I'm new to Kafka and will be grateful for any advice We are updating a legacy application together with moving it from IBM MQ to something different.
Application currently does the following:
- Reads batch XML messages (up to 5 MB)
- Parses it to something meaningful
- Processes data parallelizing this procedure somehow manually for parts of the batch. Involves some external legacy API calls resulting in DB changes
- Sends several kinds of email notifications
- Sends some reply to some other queue
- input messages are profiled to disk
We are considering using Kafka with Kafka Streams as it is nice to
- Scale processing easily
- Have messages persistently stored out of the box
- Built-in partitioning, replication, and fault-tolerance
- Confluent Schema Registry to let us move to schema-on-write
- Can be used for service-to-service communication for other applications as well
But I have some concerns.
We are thinking about splitting those huge messages logically and putting them to Kafka this way, as from how I understand it - Kafka is not a huge fan of big messages. Also it will let us parallelize processing on partition basis.
After that use Kafka Streams for actual processing and further on for aggregating some batch responses back using state store. Also to push some messages to some other topics (e.g. for sending emails)
But I wonder if it is a good idea to do actual processing in Kafka Streams at all, as it involves some external API calls?
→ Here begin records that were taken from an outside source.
Issue #32632, opened 2026-09-18
GO:0032456 endocytic recycling: label and definition assert endocytic origin, logical definition does not


raymond91125:
[Written by Claude]

Filed as follow-up to #31237 / #32631, at the AI reviewer's request, so this doesn't get buried in a merged PR body.

## Problem

GO:0032456 `endocytic recycling` asserts an endocytic origin in its **label** ("endocytic") and its **definition** ("returns internalized cargo"), but its logical definition requires no such thing:

```obo
intersection_of: GO:0016192 ! vesicle-mediated transport
intersection_of: has_target_start_location GO:0005768 ! endosome
intersection_of: has_target_end_location   GO:0005886 ! plasma membrane
```

Any vesicle-mediated transport from an endosome to the plasma membrane satisfies this, whether or not the cargo was ever at the cell surface. So **biosynthetic** delivery — newly synthesised material routed TGN → recycling endosome → plasma membrane — classifies as `endocytic recycling` by the reasoner, which is wrong by the term's own name.

GO already has the upstream leg of that route as a separate term: GO:0044795 `trans-Golgi network to recycling endosome transport`. Its downstream leg has nowhere to go but GO:0032456.

## Why it wasn't fixed in #32631

#31237 asked whether GO:0032456 and GO:0099638 `endosome to plasma membrane protein transport` should be merged. They should not; the apparent duplication came from a **cargo** restriction in GO:0032456's text definition that its axioms did not carry. #32631 fixed that half by loosening the text to match the axioms.

The origin half is the same defect class but needs the opposite remedy — tightening the axioms, not loosening the text — and the right axiomatisation isn't obvious. Mixing the two into one PR would have muddied both.

## Options

1. **Tighten the LD** so endocytic origin is required. Needs a relation that expresses "cargo was previously internalised"; there may not be a clean one in RO, and it would have to not break the ~136 EXP annotations currently on the term.
2. **Add a sibling** for biosynthetic endosome → plasma membrane delivery under GO:0016197 `endosomal transport`, leaving GO:0032456's LD as the union parent. Then GO:0032456's name/def would need to change, or a new cargo-agnostic parent inserted.
3. **Accept the looseness**, document it in a `comment:`, and treat the endocytic reading as a labelling convention rather than an assertion. Cheapest; leaves the reasoner able to misclassify.

[...]

Issue #31237, opened 2025-12-18
Term merge: GO:0032456  endocytic recycling and GO:0099638    endosome to plasma membrane protein transport


ValWood:
* **Term to be merged: Provide GO ID and term label**

GO:0032456  endocytic recycling and  GO:0099638    endosome to plasma membrane protein transport

The only difference between these terms is that GO:0099638 refers to proteins. However, the definition of

GO:0032456  endocytic recycling
also specifies proteins:
The directed movement of membrane-bounded vesicles from endosomes back to the plasma membrane, a trafficking pathway that promotes the recycling of internalized transmembrane proteins. 

* **Which term do you propose this term merge into? Provide GO ID and term label**

* **Reason for merge**

* **Reference(s)**
PMID:nnnnnn

* **Any other information**

pgaudet:
This paper https://pubmed.ncbi.nlm.nih.gov/23563491/
describes glucose and metal ion transport. So: either we need a sibling for non-protein substrates, if the endocytic pathway is different, or we need to merge (obsolete+ replace) and fix definitions to broaden the concept.

ValWood:
this is because of the endocytosis of transporters for glucose and copper. It's still protein  that is being endocytosed. Other branches of vesicle -mediated transport can apply to non-proteins, but  endocytic recycling only applies to proteins (and that is mirrored by the definition)

raymond91125:
<img width="1209" height="828" alt="Image" src="https://github.com/user-attachments/assets/144118cb-21e8-4400-be92-e55f7a1c6f8b" />

raymond91125:
[Written by Claude]

## Conclusion

**Do not merge.** GO:0099638 is already an inferred child of GO:0032456, not a duplicate. The cargo restriction is the child term's whole content, and it carries parentage GO:0032456 cannot: `protein localization to plasma membrane`, `establishment of protein localization to plasma membrane`, `intracellular protein transport`.

**Next step for this ticket:** tighten GO:0032456, whose text definition and logical definition disagree — the mismatch is what made the two terms look like duplicates.

- **Broaden the text definition** to match the cargo-agnostic LD and the sibling family: *"The directed movement of substances in membrane-bounded vesicles from endosomes back to the plasma membrane, a trafficking pathway that returns internalized cargo, including transmembrane proteins and membrane lipids, to the cell surface."* [PMID:15040445, PMID:16473635, PMID:23563491]
[...]

PR #32639, opened 2026-09-18
Obsolete GO:0099638 endosome to plasma membrane protein transport and its regulation children (#31237)

raymond91125:
Refs #31237 — deliberately **not** `Fixes`. The requester closes that ticket once they are satisfied.

## Summary

Obsoletes four terms, each with a direct `replaced_by`:

| obsoleted | replaced_by |
|---|---|
| GO:0099638 endosome to plasma membrane protein transport | GO:0032456 endocytic recycling |
| GO:1905749 regulation of ~ | GO:2001135 regulation of endocytic recycling |
| GO:1905750 negative regulation of ~ | GO:2001136 negative regulation of endocytic recycling |
| GO:1905751 positive regulation of ~ | GO:2001137 positive regulation of endocytic recycling |

**Why.** pgaudet on #31237: *"the single-child pattern is always suspicious. If we cannot justify creating a sibling for 'endosome to plasma membrane protein transport', then it should merge up."* GO:0099638 was the only cargo-restricted child of GO:0032456, no sibling for non-protein cargo could be justified, so the distinction was not earning a term. ELK already inferred `GO:0099638 is_a GO:0032456`.

An earlier revision of this PR argued instead from PMID:8509447 that protein and lipid recycle with indistinguishable kinetics, so protein cargo does not define a distinct process. That was withdrawn in `334472ef8`. The finding is real, but it is the wrong rationale here: it contradicts ValWood, who authorised the merge while holding endocytic recycling "should still be defined as protein only"; it cuts the wrong way, since if non-protein cargo also recycles then protein cargo is a well-formed *narrower* class, which is why ELK inferred `is_a` and not equivalence; and applied consistently it would obsolete GO:0043001 against GO:0006893, a pair this ontology deliberately keeps. The evidence is retained in `RESEARCH_31237_cargo.md` for the cargo-scope discussion, not used as the obsoletion reason.

Per current GO practice these are obsoletions with `replaced_by`, **not merges**: no `alt_id`, the stanzas remain, the IDs still resolve.

## The regulation triad is not a separate decision

Rewiring `regulates` onto GO:0032456 makes GO:1905749/50/51 inferred-equivalent to GO:2001135/6/7, which ROBOT rejects ("Only equivalent classes that have been asserted are allowed"). They obsolete with the process or not at all.

## Descendants reparent without manual intervention

Verified by reasoning the edited file with ELK, not assumed:

| term | lands at |
|---|---|
| GO:0099639 | GO:0032456, GO:0098877 — **retains** GO:0006886, GO:0061951, GO:0072659 |
| GO:0098887 | unchanged, under GO:0099639 |
| GO:0099152 | GO:2001135 — **retains** GO:0033157, GO:1903076, GO:1902473, GO:1902683 |

Reviewer note: **GO:0099152 is an inferred-only child of GO:1905749** with no asserted reference, so it does not appear in an `obo-grep.pl` of the edit file. It is the one thing easy to miss here. It comes through correctly.

All three survivors are in `goslim_synapse`; the slim is unaffected. The only edit to a surviving term is removing `is_a: GO:0099638` from GO:0099639, which retains `is_a: GO:0099637`.

## Known consequence

GO:0099638's 246 annotations leave `GO:0072659 protein localization to plasma membrane`, `GO:0061951 establishment of protein localization to plasma membrane` and `GO:0006886 intracellular protein transport`, since GO:0032456 carries no cargo restriction. The descendants above keep that parentage via their own protein-transport logical definitions, so the loss is confined to those 246. ValWood accepted this on the issue, noting the parentage could be re-added and that she expects the protein-localization terms to be obsoleted eventually.

## GO:0032456 is deliberately untouched

An earlier revision of this section claimed GO:0032456 was left internally inconsistent. That was a misreading and is withdrawn.

Its definition is: *"The directed movement of membrane-bounded vesicles from endosomes back to the plasma membrane, a trafficking pathway that promotes the recycling of internalized transmembrane proteins."* The genus clause — directed movement of membrane-bounded vesicles from endosomes to the plasma membrane — carries no cargo restriction. The trailing clause says what the pathway *promotes*; it does not state that protein is the only cargo. So the text definition and the cargo-agnostic logical definition agree, and there is no conflict for this PR to reconcile.

Separately, #32632 records a real and unrelated looseness: the label ("endocytic") and definition ("internalized") assert an origin the logical definition does not require, so biosynthetic TGN → recycling endosome → PM delivery classifies here. That is untouched by this PR.

## Annotation review

geneontology/go-annotation#6557 — 36 EXP annotations across 7 groups (UniProt 14, MGI 8, PomBase 7, SGD 3, FlyBase 2, RGD 1, TAIR 1), one assignee per group. No InterPro2GO/UniRule/UniProtKW mappings target any of the four terms.

## Checklist

- [x] **PLAN** — issue and all comments analysed; three curators converged on merge-up after my initial recommendation against it was rejected on its merits
- [x] **PRE-VALIDATION** — perl OBO check clean on unmodified `go-edit.obo`; ELK reasoning clean before edits
- [x] **RESEARCH** — `/research` used earlier in this issue; PMID:15040445, PMID:19696797, PMID:30194414 validated with `linkml-reference-validator` (3/3). PMID:9153255 checked against PubMed.
- [x] **TERM-SEARCH** — `obo-grep.pl` for all four terms, all referring terms, and the `has_target_start_location endosome` family
- [x] **DESIGN-PATTERNS** — sibling family and the GO:0006893/GO:0043001 precedent consulted directly in the edit file
- [x] **EDITS** — `obo-checkout.pl` / `obo-checkin.pl` via `terms/`; edit file not hand-edited
- [x] **RELATIONSHIPS** — all `is_a`/`intersection_of` stripped from the obsoleted stanzas; one `is_a` removed from GO:0099639
- [x] **SPECIALIZED-EDITS** — `/term-obsoletion` skill followed. No CHEBI, no RHEA/EC, no taxon constraints
- [x] **METADATA** — `name: obsolete <original>`, `def: "OBSOLETE. <original>"`, obsoletion reason in `comment:`, `term_tracker_item` for #31237, synonyms preserved (8), `namespace` retained, `created_by`/`creation_date` untouched
- [x] **AUTOMATED-VALIDATION** — **CI green**: `ontology_qc` (which runs `make travis_test`, including the Soufflé `datalog-check` obsoletion rules) passed, as did `diff_asserted_axioms` and `validate_yaml_and_metadata`. Not runnable locally — Docker's socket is blocked in the editing sandbox and `souffle` is not on the host. Locally verified anyway: `check-obo-for-standard-release.pl` (exit 0), 15 SPARQL QC rules at 0 violations each, ELK reason exit 0 with no unsatisfiable classes and 0 inferred parents on all four obsoleted terms.
- [x] **REFERENCE-VALIDATION** — no references are introduced into the ontology by this PR. PMID:8509447 was added in `f0726a5ed` and removed again in `334472ef8`; it was verified against PubMed while present.
- [x] **CHANGES-COMMITTED** — single commit, `src/ontology/go-edit.obo` only, 24 insertions / 19 deletions
- [x] **ISSUE-ALIGNMENT** — performs the merge-up requested by pgaudet and agreed by ValWood on #31237


raymond91125:
[Written by Claude]

Thorough review — the reparenting check worked by axiom subsumption rather than taking the PR's word for it, and catching the false equivalence claims was the right call. Response to each finding.

### IMPORTANT 2 — obsoletion comments assert things that are false — **accepted, fixed**

Correct on both counts, and this was my error. A term differing by a cargo restriction is not a duplicate, and regulating a strict subclass is not equivalent to regulating its superclass. Since these are permanent provenance, the wording mattered.

Fixed in `6a8879d9b`, then superseded by `f0726a5ed`, which replaces the procedural wording with the actual biological reason (see below). The three regulation comments now read "…was merged into GO:0032456 …, so this term was merged into GO:2001135/6/7", describing the decision rather than asserting a logical relation.

### IMPORTANT 1 — add the cargo restriction to GO:0032456 — **declined; the premise does not hold**

The finding rests on GO:0032456 having a text/logical-definition conflict to reconcile. Re-reading the definition, it does not:

> "The directed movement of membrane-bounded vesicles from endosomes back to the plasma membrane, a trafficking pathway that promotes the recycling of internalized transmembrane proteins."

The genus clause — directed movement of membrane-bounded vesicles from endosomes to the plasma membrane — carries no cargo restriction. The trailing clause says what the pathway *promotes*; it does not state that protein is the only cargo. Text and axioms agree, and the PR body section claiming otherwise was mine, was wrong, and has been withdrawn.

The stronger point is that the restriction would be biologically wrong. Mayor, Presley & Maxfield (PMID:8509447) tracked fluorescent lipid analogues against transferrin in CHO cells and found them to traverse the pathway "with indistinguishable kinetics", concluding that constitutive sorting of bulk membrane toward the recycling pathway "implies a geometric basis of sorting" — what recycles is whatever sits in the membrane, not what it is. C6-NBD-phosphatidylcholine and galactosylceramide follow the same route. Adding `has_primary_input PR:000000001` would assert that protein is always the primary input of endocytic recycling, which that experiment contradicts. It would also break the cargo-agnostic `has_target_start_location endosome` sibling family, and contradict GO:0055037 `recycling endosome`, whose own definition names lipids.

On the curatorial record: the reading of ValWood's "it could be added" as conditional acceptance is reasonable but not the only one, and deustp01's question about dragged-along ligands is still unanswered on #31237. The editor driving this PR has made the call to leave GO:0032456 alone. Cargo scope remains open and is the right subject for its own ticket, not a line added under time pressure here.

### Adopted from the review indirectly

`f0726a5ed` states the rationale the obsoletion actually rests on: protein and lipid travel the same pathway together, so protein cargo does not carve out a distinct process. Deliberately *not* claiming the mechanism can never distinguish cargo — a sequence-specific layer is superimposed on bulk flow and separable from it (PMID:8376460, PMID:9153255), reading a cytoplasmic motif only proteins have. All five supporting quotes validated against PubMed with `linkml-reference-validator`.

### SUGGESTION — labels as synonyms on the replacements — **open**

Not actioned; it is a curator's call and the editor has not ruled on it. Noting for the record that if taken, scope would be NARROW given GO:0032456 stays cargo-agnostic.

### Validation

`ontology_qc` has since gone green, so the Soufflé `datalog-check` obsoletion rules that could not run locally are covered. The checklist box is now ticked on that basis rather than on the local partial checks.

raymond91125:
[Written by Claude]

### IMPORTANT 1 — obsoletion rationale states the rejected argument — **accepted, applied in `334472ef8`**

Right on all three counts, and the second is the one that should have stopped me writing it in the first place.

The comment now reads:

> The reason for obsoletion is that this term unnecessarily specified protein cargo, and no biologically meaningful sibling for non-protein cargo could be justified, so it was merged up into GO:0032456 endocytic recycling.

On the three points:

- **It contradicted ValWood.** She authorised the merge while holding that endocytic recycling "should still be defined as protein only". Writing the opposite into permanent provenance was wrong.
- **It cut the wrong way.** If non-protein cargo also recycles, protein cargo is a well-formed *narrower* class — which is exactly why ELK inferred `is_a` and not equivalence. The premise argues the subclass is legitimate, not redundant. Self-undermining, and I had no business not noticing: I cited GO:0006893/GO:0043001 earlier in this same issue as precedent for *keeping* such a pair.
- **It was inconsistent with GO:0043001.** Applied evenly it obsoletes that term too. The ontology deliberately keeps the pair.

The bulk-flow evidence itself stands — PMID:8509447's kinetics are real — it is just not the reason this term went away. It is retained in `RESEARCH_31237_cargo.md` for the cargo-scope discussion rather than asserted as the obsoletion rationale. PMID:8509447 is consequently no longer in `go-edit.obo`, and this PR now introduces no references into the ontology at all.

One correction to the finding, offered only so the next reader is not misled: the idiom is spelled `unnecssarily` in the file (31 occurrences, missing an `e`). I initially concluded the idiom did not exist because I grepped the correct spelling — the finding quoted it accurately. The new comment uses the correct spelling rather than propagating the typo.

### IMPORTANT 2 — cargo restriction on GO:0032456 — **declined, editor's decision**

You are right that my previous rebuttal missed the point: I argued text/LD internal consistency, and the finding was about axiom transfer. Those are different claims and I conflated them.

On the finding as actually framed: the editor has decided not to specify protein-only for GO:0032456. That is a curatorial call about what the term means, not a mechanical consequence of the obsoletion, and it is theirs to make. The consequence — GO:0099638's 246 annotations leaving GO:0072659, GO:0061951 and GO:0006886 — is recorded in the PR body and in the obsoletion notice, so it is not shipping silently.

Worth noting the tension this creates with IMPORTANT 1, which both of us now agree on: the accepted rationale is a granularity judgement that makes no claim about cargo. Leaving GO:0032456 cargo-agnostic is consistent with that. Adding the restriction would re-introduce a cargo claim the curators have not settled — deustp01's question on #31237 is still unanswered.

### SUGGESTION — labels as synonyms on the replacements — **still the editor's call, not actioned**

Scope would be NARROW as shipped.

### Validation

All four checks were green on `f0726a5ed`, including `ontology_qc` and therefore the Soufflé `datalog-check` obsoletion rules. `334472ef8` changes one comment line, so CI is re-running against it.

Also I'm not sure what is the best way to handle the cases when this external API is down for any reason. It means temporary failure for current and all the subsequent messages. Is there any way to stop Kafka Stream processing for some time? I can see that there are Pause and Resume methods on the Consumer API, can they be utilized somehow in Streams?
Is it better to use a regular Kafka consumer here, possibly adding Streams as a next step to merge those batch messages together? Sounds like an overcomplication
Is Kafka a good tool for these purposes at all?